Material provided:
..............................

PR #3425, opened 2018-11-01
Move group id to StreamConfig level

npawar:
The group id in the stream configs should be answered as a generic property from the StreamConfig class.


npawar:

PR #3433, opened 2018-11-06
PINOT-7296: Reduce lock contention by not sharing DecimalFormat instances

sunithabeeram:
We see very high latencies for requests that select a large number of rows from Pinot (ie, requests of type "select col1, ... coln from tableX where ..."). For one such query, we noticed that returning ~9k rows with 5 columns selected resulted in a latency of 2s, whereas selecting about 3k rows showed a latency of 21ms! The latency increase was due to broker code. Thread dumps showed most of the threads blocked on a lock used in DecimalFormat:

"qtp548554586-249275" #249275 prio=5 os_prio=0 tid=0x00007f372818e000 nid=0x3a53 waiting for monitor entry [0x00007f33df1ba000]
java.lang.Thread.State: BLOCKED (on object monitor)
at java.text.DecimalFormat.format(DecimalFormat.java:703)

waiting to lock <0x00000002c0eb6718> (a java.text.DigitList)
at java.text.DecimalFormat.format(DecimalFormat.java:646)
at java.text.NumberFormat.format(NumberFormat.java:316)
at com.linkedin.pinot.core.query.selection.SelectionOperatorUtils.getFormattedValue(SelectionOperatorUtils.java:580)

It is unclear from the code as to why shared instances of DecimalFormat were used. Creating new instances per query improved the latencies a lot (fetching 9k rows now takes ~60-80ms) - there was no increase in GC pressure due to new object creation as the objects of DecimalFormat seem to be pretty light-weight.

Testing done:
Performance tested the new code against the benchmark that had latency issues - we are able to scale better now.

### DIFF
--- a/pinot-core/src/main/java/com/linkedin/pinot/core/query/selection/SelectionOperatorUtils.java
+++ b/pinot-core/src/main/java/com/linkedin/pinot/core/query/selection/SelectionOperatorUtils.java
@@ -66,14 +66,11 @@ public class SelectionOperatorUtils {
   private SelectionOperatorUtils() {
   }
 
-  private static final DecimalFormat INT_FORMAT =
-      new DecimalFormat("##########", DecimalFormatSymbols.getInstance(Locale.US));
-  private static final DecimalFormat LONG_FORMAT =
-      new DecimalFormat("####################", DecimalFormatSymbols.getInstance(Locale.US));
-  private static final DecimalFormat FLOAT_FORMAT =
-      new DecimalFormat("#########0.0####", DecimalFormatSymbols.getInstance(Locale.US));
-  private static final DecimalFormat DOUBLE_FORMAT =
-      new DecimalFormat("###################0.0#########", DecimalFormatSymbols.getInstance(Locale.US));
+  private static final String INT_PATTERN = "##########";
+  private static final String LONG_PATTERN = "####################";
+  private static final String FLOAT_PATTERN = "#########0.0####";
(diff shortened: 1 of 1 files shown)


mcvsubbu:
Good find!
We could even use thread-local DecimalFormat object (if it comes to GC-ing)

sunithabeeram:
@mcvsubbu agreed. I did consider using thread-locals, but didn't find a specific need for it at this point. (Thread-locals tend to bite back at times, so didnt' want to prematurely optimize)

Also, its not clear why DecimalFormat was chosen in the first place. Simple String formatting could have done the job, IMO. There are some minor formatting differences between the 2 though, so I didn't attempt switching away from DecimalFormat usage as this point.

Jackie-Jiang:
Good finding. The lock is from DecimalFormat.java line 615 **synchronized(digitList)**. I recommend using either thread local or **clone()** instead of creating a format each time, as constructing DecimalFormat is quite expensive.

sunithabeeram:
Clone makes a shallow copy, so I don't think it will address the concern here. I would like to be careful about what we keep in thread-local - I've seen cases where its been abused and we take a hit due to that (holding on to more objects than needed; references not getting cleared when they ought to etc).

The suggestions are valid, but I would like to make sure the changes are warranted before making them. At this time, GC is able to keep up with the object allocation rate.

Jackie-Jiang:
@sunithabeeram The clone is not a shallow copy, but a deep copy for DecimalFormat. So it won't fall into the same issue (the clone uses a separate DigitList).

..............................

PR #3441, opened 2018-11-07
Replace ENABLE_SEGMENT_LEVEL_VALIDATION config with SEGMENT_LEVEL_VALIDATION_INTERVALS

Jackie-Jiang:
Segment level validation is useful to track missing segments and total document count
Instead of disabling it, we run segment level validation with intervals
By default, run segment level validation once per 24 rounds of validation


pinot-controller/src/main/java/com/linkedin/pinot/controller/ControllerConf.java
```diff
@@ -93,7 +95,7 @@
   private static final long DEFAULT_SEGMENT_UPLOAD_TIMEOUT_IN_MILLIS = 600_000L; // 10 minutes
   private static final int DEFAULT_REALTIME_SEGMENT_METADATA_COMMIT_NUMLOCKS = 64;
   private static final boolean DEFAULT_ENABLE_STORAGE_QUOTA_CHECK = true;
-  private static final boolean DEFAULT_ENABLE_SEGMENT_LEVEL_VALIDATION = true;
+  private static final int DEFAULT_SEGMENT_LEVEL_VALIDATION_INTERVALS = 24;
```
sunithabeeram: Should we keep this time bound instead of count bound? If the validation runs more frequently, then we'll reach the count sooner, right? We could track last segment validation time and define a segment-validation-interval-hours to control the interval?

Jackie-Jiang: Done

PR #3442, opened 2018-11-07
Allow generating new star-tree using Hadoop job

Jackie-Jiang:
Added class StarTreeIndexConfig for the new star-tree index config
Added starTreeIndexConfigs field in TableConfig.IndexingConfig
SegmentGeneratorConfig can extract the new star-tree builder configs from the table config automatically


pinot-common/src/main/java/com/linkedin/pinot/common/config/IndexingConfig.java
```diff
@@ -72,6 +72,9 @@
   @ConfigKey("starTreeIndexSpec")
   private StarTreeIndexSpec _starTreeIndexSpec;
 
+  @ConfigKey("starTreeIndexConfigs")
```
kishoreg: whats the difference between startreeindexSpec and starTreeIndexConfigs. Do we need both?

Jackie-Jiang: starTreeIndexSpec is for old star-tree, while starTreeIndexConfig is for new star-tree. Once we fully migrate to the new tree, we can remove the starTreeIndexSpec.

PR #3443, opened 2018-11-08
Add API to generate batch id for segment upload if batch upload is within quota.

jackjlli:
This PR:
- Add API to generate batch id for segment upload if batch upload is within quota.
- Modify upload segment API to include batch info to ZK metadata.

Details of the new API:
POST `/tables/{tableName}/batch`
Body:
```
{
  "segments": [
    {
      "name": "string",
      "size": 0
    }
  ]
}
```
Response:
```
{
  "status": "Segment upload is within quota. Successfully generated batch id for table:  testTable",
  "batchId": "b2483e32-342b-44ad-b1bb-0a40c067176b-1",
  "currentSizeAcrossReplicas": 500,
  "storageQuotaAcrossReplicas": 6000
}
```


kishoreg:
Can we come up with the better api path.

..............................

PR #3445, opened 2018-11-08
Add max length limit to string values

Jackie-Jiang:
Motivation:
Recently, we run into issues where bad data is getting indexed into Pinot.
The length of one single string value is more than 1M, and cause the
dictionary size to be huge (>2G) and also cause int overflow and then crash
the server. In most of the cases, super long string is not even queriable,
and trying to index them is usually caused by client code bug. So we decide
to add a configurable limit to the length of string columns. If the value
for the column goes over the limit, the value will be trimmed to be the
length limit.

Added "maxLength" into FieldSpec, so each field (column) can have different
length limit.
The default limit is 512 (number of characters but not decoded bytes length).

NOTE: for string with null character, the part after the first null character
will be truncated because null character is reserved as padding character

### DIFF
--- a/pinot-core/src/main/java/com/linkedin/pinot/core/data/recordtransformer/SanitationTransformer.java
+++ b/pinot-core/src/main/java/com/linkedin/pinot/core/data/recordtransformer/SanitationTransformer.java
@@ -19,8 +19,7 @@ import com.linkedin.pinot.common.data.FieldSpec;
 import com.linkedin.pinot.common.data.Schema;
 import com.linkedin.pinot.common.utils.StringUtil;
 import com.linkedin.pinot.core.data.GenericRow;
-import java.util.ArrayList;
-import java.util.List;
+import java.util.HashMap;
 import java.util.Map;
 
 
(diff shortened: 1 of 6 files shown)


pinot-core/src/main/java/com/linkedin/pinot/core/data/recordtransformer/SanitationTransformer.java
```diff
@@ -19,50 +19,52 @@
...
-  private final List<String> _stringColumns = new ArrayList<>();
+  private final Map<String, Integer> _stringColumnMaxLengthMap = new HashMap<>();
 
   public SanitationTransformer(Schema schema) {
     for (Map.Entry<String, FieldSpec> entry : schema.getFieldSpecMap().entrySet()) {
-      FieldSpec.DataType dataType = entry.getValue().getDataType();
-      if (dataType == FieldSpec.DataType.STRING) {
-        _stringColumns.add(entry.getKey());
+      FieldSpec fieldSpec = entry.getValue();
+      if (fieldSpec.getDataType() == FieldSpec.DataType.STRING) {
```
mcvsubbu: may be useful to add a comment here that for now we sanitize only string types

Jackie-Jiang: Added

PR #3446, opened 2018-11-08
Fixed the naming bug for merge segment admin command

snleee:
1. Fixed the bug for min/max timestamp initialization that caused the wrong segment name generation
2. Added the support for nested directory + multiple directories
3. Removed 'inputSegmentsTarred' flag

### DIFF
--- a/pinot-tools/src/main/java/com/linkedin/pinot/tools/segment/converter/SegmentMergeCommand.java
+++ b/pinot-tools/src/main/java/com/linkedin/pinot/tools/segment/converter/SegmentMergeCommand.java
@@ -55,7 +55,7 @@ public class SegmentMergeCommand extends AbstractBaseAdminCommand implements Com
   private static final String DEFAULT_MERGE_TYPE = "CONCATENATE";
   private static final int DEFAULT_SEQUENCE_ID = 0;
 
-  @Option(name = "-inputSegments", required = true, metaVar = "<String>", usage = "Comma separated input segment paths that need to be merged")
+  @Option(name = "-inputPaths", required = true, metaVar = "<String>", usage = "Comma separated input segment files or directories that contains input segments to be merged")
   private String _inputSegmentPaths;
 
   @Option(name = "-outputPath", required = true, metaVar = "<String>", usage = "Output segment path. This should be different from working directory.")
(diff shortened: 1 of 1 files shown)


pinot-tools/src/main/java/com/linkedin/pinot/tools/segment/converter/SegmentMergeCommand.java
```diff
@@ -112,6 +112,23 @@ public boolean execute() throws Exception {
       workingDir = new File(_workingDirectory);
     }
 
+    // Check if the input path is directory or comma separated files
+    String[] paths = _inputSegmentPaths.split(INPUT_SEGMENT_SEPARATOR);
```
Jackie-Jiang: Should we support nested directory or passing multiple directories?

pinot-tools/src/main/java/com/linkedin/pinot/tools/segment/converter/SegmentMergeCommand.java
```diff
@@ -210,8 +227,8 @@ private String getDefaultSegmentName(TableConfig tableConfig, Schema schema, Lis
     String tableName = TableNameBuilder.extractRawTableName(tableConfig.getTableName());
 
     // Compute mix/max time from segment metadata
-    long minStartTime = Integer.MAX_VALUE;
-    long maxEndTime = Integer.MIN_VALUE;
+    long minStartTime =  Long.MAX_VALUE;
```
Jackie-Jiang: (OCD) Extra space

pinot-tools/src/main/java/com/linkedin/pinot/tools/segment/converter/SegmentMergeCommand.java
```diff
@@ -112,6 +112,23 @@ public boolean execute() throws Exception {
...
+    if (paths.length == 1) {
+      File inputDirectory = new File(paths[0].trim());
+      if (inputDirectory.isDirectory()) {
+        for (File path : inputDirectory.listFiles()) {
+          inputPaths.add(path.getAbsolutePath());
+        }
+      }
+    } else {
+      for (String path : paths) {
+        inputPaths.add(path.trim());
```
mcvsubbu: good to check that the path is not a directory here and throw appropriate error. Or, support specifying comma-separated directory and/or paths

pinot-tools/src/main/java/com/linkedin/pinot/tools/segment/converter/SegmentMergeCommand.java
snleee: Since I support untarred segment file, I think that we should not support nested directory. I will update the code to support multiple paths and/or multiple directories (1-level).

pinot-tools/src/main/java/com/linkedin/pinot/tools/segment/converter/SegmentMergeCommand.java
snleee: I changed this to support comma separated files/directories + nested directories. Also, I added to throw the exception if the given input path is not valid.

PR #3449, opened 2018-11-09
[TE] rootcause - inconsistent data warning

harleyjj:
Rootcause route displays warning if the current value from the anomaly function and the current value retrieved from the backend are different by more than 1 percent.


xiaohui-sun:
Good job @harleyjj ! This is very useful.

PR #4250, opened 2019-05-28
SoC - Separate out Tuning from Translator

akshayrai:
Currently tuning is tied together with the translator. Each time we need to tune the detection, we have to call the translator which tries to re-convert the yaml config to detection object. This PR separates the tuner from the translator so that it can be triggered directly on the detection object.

..............................

Task details:
Check each line above for the string "even" and copy the ones that have it.

Solved problem:
We could even use thread-local DecimalFormat object (if it comes to GC-ing)
the server. In most of the cases, super long string is not even queriable,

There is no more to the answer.